Embora seja uma pessoa que por
vezes se deixa envolver em nostalgia, recuso-me
ser saudosista de passados longínquos ou
náufrago de desilusões. Não
costumo, por isso, fazer sobressair os tempos
gloriosos de um ido império que nunca o
foi, verdadeiramente, em detrimento de um estado
que não o quis ser. Pessoas boas e más;
competentes e incompetentes; corajosas e cobardes;
dinâmicas e estáticas; idealistas
e sonhadoras; revolucionárias e retrógradas
e outras tais e não tais, sempre as houve
e haverá. Não cabe, por isso, escrevo
eu na minha verdade, dizer que o presente do País
das pessoas de agora, é pior ou melhor
que o passado do País das pessoas de ontem.
Tudo tem o seu tempo de acontecer
e de ser, sendo e acontecendo conforme o espaço
temporal em que se insere.
As Forças Armadas, que
ontem – passado – foram amadas pelo povo e pela
Nação, são hoje – presente
– senão odiadas, pelo menos, quase desprezadas
e atiradas para a indiferença de um povo
e de uma Nação que não sabe;
ou não aprendeu a saber, o objectivo e
significado da sua existência.
Gente inútil, luzidia,
que passa o tempo na engorda, em gabinetes de
bem estar e de bem fazer nada, gastando e esbanjando
os re curso s do estado.
Esta é, parece, a imagem
que dos militares se projecta na sociedade onde
também se inserem por direito de nascença,
vivença e pertença.
Denigre-se a sua imagem em programas
de televisão – triste e sem propósito
aquela rábula de Camilo e companhia, relacionando
os oficiais superiores com casas de alterne –;
ofende-se a sua credibilidade em comentários
de jornal; rebaixa-se a sua condição
em conceitos de economia imediata.
As Forças Armadas, para
além da missão que têm para
garante da soberania nacional –que só desconhece
quem não quiser conhecer –, constituem
uma instituição homogénea
enquanto corpo que é, acompanhada ao mesmo
tempo por uma heterogeneidade de especializações,
quiçá, das mais ricas em sentido
lato institucional e estrito em sentido pessoal,
particular.
Na verdade, o seu universo de
conhecimento, flutua e estende-se por entre a
medicina; engenharia; literatura; história;
informática; telecomunicações;
veterinária; direito; cartografia; geografia;
psicologia; sociologia; línguas e outras
áreas mais, cuja especificidade mesmo não
sendo tão evidente, não é
menos importante.
Tudo isto – conhecimento científico
e académico – tem de coexistir em conjunto
com a doutrina militar; estratégia; geopolítica;
táctica; espírito de missão
e de sacrifico; brio e decoro militar.
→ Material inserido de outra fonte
PR #347, opened 2019-05-13
Segwit recovery clarifications about script execution and consequences.

joshmg:
After much discussion in the Bitcoin ABC telegram dev channel, and additional internal discussion within the Software Verde team, we evaluated the consequence of ignoring the result of a Segwit-Program's P2SH script (compared to running it as a P2SH script and checking its result normally).

I think everyone is in agreement that there is very little consequence/benefit to reverting the change. 
 Therefore, we agree it's more beneficial to ensure the specification is explicit in its intended behavior (when had already been done at least once around mid-April).  We've attempted to clarify the specification so that other implementors clearly know that the regular P2SH result of a Segwit-Program must be ignored in order to remain in sync with the protocol.  We have also briefly included justification for why this is a safe development decision.

Our proposed changes do not alter the implementation, and no code changes should be required for those following the specification's intent.  Our changes merely act as further clarification and justification for future readers.

### DIFF
--- a/spec/2019-05-15-segwit-recovery.md
+++ b/spec/2019-05-15-segwit-recovery.md
@@ -30,7 +30,7 @@ Equivalently, a witness program can be identified by examining the length and th
 * The first byte is 0x00, or in the range 0x51 – 0x60. (OP_0, or OP_1 – OP_16).
 * The second byte is equal to to the redeem script byte-length, minus two.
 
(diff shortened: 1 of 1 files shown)


markblundeberg:
Looks good to me.

Mengerian:
Looks fine to me.

@floriansengel Could you also have a look and see if you like this addition to the explanation? Thanks.

joshmg:
We updated the changes to use single spaces to remain consistent with the rest of the document.

floriansengel:
Yup, seems great. Nice job @joshmg and team!

PR #392, opened 2019-08-17
Add end-of-fundraiser thank you message

Mengerian:
My mediocre web design skills are evident here, so if someone can fix up the code, and make it look nicer overall, that would be great. The image could also be smaller, but I don't know how to change that.


merc1er:
#393

PR #398, opened 2019-08-22
[spec] Add more explanation of Automatic Replay Protection

Mengerian:
Many people get confused by this portion of the specification. This adds some explanation of the purpose of the automatic replay protection that can hopefully help people understand it more easily.

### DIFF
--- a/spec/2019-11-15-upgrade.md
+++ b/spec/2019-11-15-upgrade.md
@@ -40,6 +40,11 @@ Details can be found in the [full specification: 2019-11-15-minimaldata.md](2019
 
 ## Automatic Replay Protection
 
+The purpose of Automatic Replay Protection is to serve as a full node version-deprecation mechanism. It is intended to cause 
+full validating nodes which do not upgrade, to automatically separate themselves from the main network after the next
+upgrade on 15 May 2020. Nodes which implement the next upgrade will remove this automatic replay protection, and thus all regular
+wallets can continue using the default ForkID with no change to follow the main upgraded chain.
+
 When the median time past [1] of the most recent 11 blocks (MTP-11) is less than UNIX timestamp 1589544000 (May 2020 upgrade)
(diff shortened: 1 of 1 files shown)


Mengerian:
This also changes the actual specification to remove the explicit value, since no implementations actually used the value specified.

Mengerian:
@bitjson Please also have a look, I used some of your words from the Telegram conversation where we discussed this.

bitjson:
Much better, thanks!

spec/2019-11-15-upgrade.md
```diff
@@ -40,6 +40,11 @@ Details can be found in the [full specification: 2019-11-15-minimaldata.md](2019
 
 ## Automatic Replay Protection
 
+The purpose of Automatic Replay Protection is to serve as a full node version-deprecation mechanism. It is intended to cause 
+full validating nodes which do not upgrade, to automatically separate themselves from the main network after the next
```
bitjson: fully-validating*

bitjson:
That's a very helpful description 👍

spec/2019-11-15-upgrade.md
Mengerian: OK, I will make that change. Thanks for the review :)

BigBlockIfTrue:
> This also changes the actual specification to remove the explicit value, since no implementations actually used the value specified.

My confusion has now increased. If this is a consensus rule, and every implementation picks a different arbitrary value, won't that cause chain splits?

BigBlockIfTrue:
@imaginaryusername My confusion is caused because the text says:
> Bitcoin Cash full nodes implementing the Nov 2019 consensus rules SHOULD enforce the following change
instead of:
> Full nodes intending to fork away from Bitcoin Cash in Nov 2019 SHOULD enforce the following change

BigBlockIfTrue:
Brain

PR #409, opened 2019-10-16
Bump Bitcoin ABC version number

Mengerian:
Point to latest version in Upgrade notice


Mengerian:
Made the ABC version non-specific, as suggested by @jasonbcox

PR #411, opened 2019-10-18
Fixed docker-compose config

jasonbcox:
This patch does the following:
* Makes version number explicit so that certain versions of docker-compose do not puke on this config.
* Makes the service name explicit so this docker-compose can be used in a multi-project deployment environment without unnecessary changes.
* Cleans up unnecessary fields.

### DIFF
--- a/docker-compose.yml
+++ b/docker-compose.yml
@@ -1,12 +1,9 @@
-version: '2'
-
+version: '2.4'
 services:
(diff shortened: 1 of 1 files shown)


zquestz (approved):

jasonbcox:
Closing this to clear my open PR queue.  It's quite stale anyway.

PR #422, opened 2019-11-15
Set banner to upgrade complete

Mengerian:


_includes/home/header.html
```diff
@@ -2,66 +2,16 @@
...
       <h4 class="panel-title">
           <a>
             <ion-icon name="checkmark"></ion-icon>
             {% t 'networkupgrade.completedescription' %}
           </a>
       </h4>
-    </div>
   </div>
-</div> -->
+  </div>
```
jasonbcox: is this line duplicated?

Mengerian: Yeah, I guess there was a superfluous <div> left in there...

Mengerian: Yeah, I guess there was a superfluous <div> left in there...

PR #435, opened 2019-12-18
Change video link

Mengerian:
Add link to new video


dagurval:
That new link is broken. Is it the same video?

jasonbcox:
The video will be available in a few hours. Hang tight.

Ou seja,
aquilo que vem nos livros, mais o que neles não
vindo, do conteúdo se infere.
O pecado maior do estado – será
de novo, o “estado a que chegámos”? – será,
porventura, não ter sabido (ou não
ter querido) explicar às pessoas do país
e ao país das pessoas, a razão da
sua existência e o porquê da sua manutenção.
Ainda assim, os militares, a tropa, olham a sua
Nação, a sua Terra de Antepassados,
com o mesmo carinho e vontade de servir com que
a olharam no momento da sua admissão na
instituição, entrada muro a dentro
do quartel, passos no tempo e no vento, ao sabor
de correrias; de limitações; de
sorrisos esbatidos na indiferença e de
sacrifícios resguardados num sentido do
dever que pela vida fora haveriam de cumprir.
Sobretudo, juraram defender a
Pátria, até com o sacrifício
da própria vida.
Que a Pátria saiba honrar
o juramento daqueles que, deles precisando, terão
de morrer por ela!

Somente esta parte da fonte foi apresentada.